PROBLEM TO SOLVE> Would you filter these records and copy every line that has the word "EmailMessageStatus"?

(Collected data entries)

==========

PR #326, opened 2018-04-14
[RFC] Email System

PsiLupan:
**Additions:**
* Adds the EmailHeaders and EmailRead game commands
* Adds the EmailHeaders, EmailMessageStatus, and EmailRead events
* Support the sending of multiple headers or a single email header

Current functionality is just sending a test email header and email read with the same ID.

**TODO:**
* Add emails to the database with EmailSend (This will likely require some input sanitizing)
    Ex. /emailsend "\q[Name]\q " "Subject" "Content"
* Send EmailMessageStatus event on Success/Failure of Send, rather than using a InfoMessageCmd
* Add timestamp generation as the client does not send this information - This is the number of seconds elapsed since Y2K relative to the server's defined timezone (Currently 0, -12 GMT).
* Remove emails from database with EmailDelete (Will need to check that the entity ID is the owner, as EmailDelete only sends "emaildelete [id]")

Email Image

### DIFF
--- a/Projects/CoX/Servers/MapServer/Events/EmailHeaders.h
+++ b/Projects/CoX/Servers/MapServer/Events/EmailHeaders.h
@@ -15,7 +15,7 @@ class EmailHeaders final : public GameCommand
 {
 public:
     struct EmailHeader {
-        int valid = true;
+        bool valid; //Checked if the email exists, can probably use this to mark emails that are awaiting garbage collection
         int id;
         QString sender;
         QString subject;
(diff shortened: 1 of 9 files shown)


Projects/CoX/Servers/MapServer/Events/EmailHeaders.h
```diff
@@ -0,0 +1,77 @@
...
+                bs.StoreBits(32, m_emails.at(i).timestamp);
+            }
+        }else{
+            bs.StoreBits(1, m_valid);
+            bs.StoreBits(32, m_id);
+            bs.StoreString(m_sender);
+            bs.StoreString(m_subject);
+            bs.StoreBits(32, m_timestamp);
+        }
+    }
```
nemerle: The special code for the single-mail-header could be simplified by doing this:
```cpp
    /*Defines a single email header to send*/
    EmailHeaders(const int &id, const QString &sender,  const QString &subject, const int &timestamp) : GameCommand(MapEventTypes::evEmailHeadersCmd),
        m_fullupdate(false),
        m_count(1),
        m_timestamp(timestamp)
    {
        m_emails.emplace_back( EmailHeader { true,id,sender,subject,timestamp} );
    }
```
and this makes serializeto easier to write:
```cpp
    void    serializeto(BitStream &bs) const override {
        bs.StorePackedBits(1, type()-MapEventTypes::evFirstServerToClient);
        bs.StorePackedBits(1, m_fullupdate);
        bs.StorePackedBits(1, m_emails.size());
        for(const EmailHeader & hdr : m_email) {
                bs.StoreBits(1, hdr.valid);
                bs.StoreBits(32, hdr.id);
                bs.StoreString(hdr.sender);
                bs.StoreString(hdr.subject);
                bs.StoreBits(32, hdr.timestamp);
          }
    }
```

ldilley: Could the type of `valid`/`m_valid` be set to `bool` or will these vars be expected to accept more than two possible values (other message states that exist perhaps) in this context? We should be leveraging `bool` as a best practice when appropriate considering it is designed for exactly two values, is typically 1 byte versus 4 (int) on modern implementations, and promotes self documentation.

PsiLupan:
Addressed the reviews.

Also, removed the m_valid flag and just set it to always be true. Ideally, we just wouldn't send anything marked for deletion if we weren't updating rows on every delete. This flag doesn't serve much of a purpose otherwise, unless it was changed in later issues.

==========

ANSWER BOX>
* Adds the EmailHeaders, EmailMessageStatus, and EmailRead events
* Send EmailMessageStatus event on Success/Failure of Send, rather than using a InfoMessageCmd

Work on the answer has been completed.